Metadata-Version: 2.4
Name: parityos-serialization
Version: 0.1.0
Summary: Simple automatic (de)serialization of custom classes
Project-URL: Documentation, https://docs.parityqc.com/parityos-serialization/latest
Project-URL: Homepage, https://parityqc.com/
Author-email: ParityQC <parityos@parityqc.com>
License-Expression: BSD-3-Clause
License-File: LICENSE.txt
Classifier: Programming Language :: Python :: 3
Classifier: Programming Language :: Python :: 3.11
Classifier: Programming Language :: Python :: 3.12
Classifier: Programming Language :: Python :: 3.13
Classifier: Typing :: Typed
Requires-Python: >=3.11
Requires-Dist: attrs<26.0
Requires-Dist: typing-extensions
Description-Content-Type: text/markdown

# ParityOS Serialization

A simple automatic serialization library that is largely inspired by [cattrs](https://github.com/python-attrs/cattrs). It shares *cattrs*'s philosophy of being non-intrusive and not requiring subclassing or abstract method implementation. Instead it relies on automatic object structure deduction for [attrs](https://github.com/python-attrs/attrs) classes or dataclasses and custom (de)serialization hooks which can be registered for custom classes. This is similar to [json](https://docs.python.org/3/library/json.html#module-json)'s `default` parameter to [`dump`](https://docs.python.org/3/library/json.html#json.dump) and `object_hook` parameter to [`load`](https://docs.python.org/3/library/json.html#json.load).

However with respect to *cattrs* it comes with some significant differences:
 
 - All objects are serialized together with a unique class tag and the serializer relies on this information for deserialization, rather than type annotations of target fields. This alleviates many troubles *cattrs* has with deserializing subclasses of types used as type annotations.
 - It inspects the object to serialize, not just its type, which allows e.g. serialization of classes themselves.
 - It doesn't care about generics and typevars as all concrete type information is recorded in the serialized data. This especially allows for greater flexibility with using subclasses of generics.

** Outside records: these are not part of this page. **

PR #807, opened 2024-09-20
Monitor intra-cluster traffic

streamer45:
#### Summary

If you recall, in https://community.mattermost.com/core/pl/ow4ttqyksjnmugizjdkdbiz4je, I included a panel showing the intra-cluster traffic consumption for each transport protocol. That was made possible by changing our implementation and adding a transport wrapper. But for a few reasons, the work in https://mattermost.atlassian.net/browse/MM-58564 didn't go as planned.

So today I wanted to explore collecting the same information without making any application changes. Of course, this is possible thanks to [BPF](https://en.wikipedia.org/wiki/Berkeley_Packet_Filter) and the like. So I wrote a small utility called [`netpeek`](https://github.com/streamer45/netpeek) that exposes the needed information through the expected metrics format.

This approach has other advantages, as it lets us track all traffic, including headers and underlying layers (e.g., IP), which could be significant in the case of TCP.

Also, this approach could be easily repurposed in the future to track arbitrary traffic in and out of our instances through a given port.

Let me know what you think.

#### Screenshot

image


deployment/terraform/engine.go
```diff
@@ -61,6 +63,27 @@ func (t *Terraform) runAWSCommand(ctx context.Context, args []string, dst io.Wri
 	return _runCommand(cmd, dst)
 }
 
+func buildGoPackage(ctx context.Context, pkg string, dst io.Writer) (string, error) {
```
agnivade, line 66: Can't we just download the release binary? Compiling code during terraform create doesn't sound ideal.

deployment/terraform/strings.go
```diff
@@ -384,3 +387,18 @@ KC_DATABASE=keycloak`
...
 `
+
+const netpeekServiceFile = `
+[Unit]
+Description=netpeek
+After=network.target
+
+[Service]
+Type=simple
+ExecStart=/bin/sh -c '/usr/local/bin/netpeek -iface "$(ip route show to default | awk \'{print $5}\')" -port %d'
```
agarciamontoro, line 398: Why do we need the `/bin/sh` here? Can't we just run the binary directly?

agarciamontoro (commented):
Ooooh, I like this approach! I agree with Agniva: can we download the binary directly? Apart from that, I'm onboard with the idea :tada:

deployment/terraform/strings.go
streamer45: It's needed to make the subcommand that finds out the default network interface work properly.

agarciamontoro: Ah, of course! Thanks for clarifying :nerd_face:

streamer45:
Thanks. I simplified to use a released binary. I also added a flag (default off) to control it since I don't think we'd want it on in all cases, as it can introduce some overhead (it processes every single UDP/TCP packet after all). I can see it being useful during ceiling tests but not as much in day-to-day comparisons.

deployment/terraform/create.go
```diff
@@ -488,6 +491,19 @@ func (t *Terraform) setupAppServer(extAgent *ssh.ExtAgent, ip, siteURL, serviceF
 		}
 	}
 
+	if t.config.EnableNetPeekMetrics {
+		// Stop netpeek service in case it's already deployed
+		cmd = "sudo service netpeek stop"
+		if out, err := sshc.RunCommand(cmd); err != nil {
+			return fmt.Errorf("error running ssh command %q, output: %q: %w", cmd, string(out), err)
+		}
```
agnivade, line 499: Normally a restart is enough right?

agnivade (approved):

docs/config/deployer.md
```diff
@@ -485,6 +485,15 @@ This config is used for tests that require an existing database dump that contai
...
 The path to a file containing a list of credentials for the controllers to use. If present, it is used to automatically upload it to the agents and override the agent's config's own [`UsersFilePath`](config.md/#UsersFilePath).
 
+## EnableNetPeekMetrics
+
+*bool*
+
+If true, enables the collection of fine grained networking metrics through the [netpeek](https://github.com/streamer45/netpeek) utility.
+
+> [!WARNING]
+> These metrics can introduce a not negligible computational overhead on high traffic deployments.
```
agarciamontoro, line 495: Is this something we should measure at some point? Specially if we want to run it in ceiling tests

agarciamontoro (approved):
Great, thank you!

docs/config/deployer.md
streamer45: @agarciamontoro I [measured a bit](https://snapshots.raintank.io/dashboard/snapshot/0TA9RUvi6wyzUaug9H8BdcH6N4o6c6mm?orgId=0&from=1726796371225&to=1726797271225) while testing this PR. The binary also exposes go-process metrics so it's easy to track CPU time if needed.

deployment/terraform/create.go
streamer45: This was a leftover from the previous approach that replaced the binary so required a stop. I'll simplify, thanks.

For more information see the [documentation](https://docs.parityqc.com/parityos-serialization/latest)

## Installation

It is recommended to install this package in a separate Python virtual environment. For example:

```shell
# To create a standard Python virtual environment:
python -m venv my_new_venv && source my_new_venv/bin/activate
# Alternatively, to create a Anaconda/Miniconda environment:
conda create --name my_new_conda_env python=<version> && conda activate my_new_conda_env
# or a pyenv environment
pyenv virtualenv <version> my_new_venv && pyenv activate my_new_venv
# or a uv managed environment
uv venv -p <version>
```
where `<version>` is a python version and one of `[3.11, 3.12, 3.13]`.

After activating the virtual environment, install via your favorite package manager, e.g.:

```shell
# using pip
pip install parityos-serialization
# using uv
uv pip install parityos-serialization
```

## License

This software package is made available under the 3-Clause BSD License. See `License.txt` for details.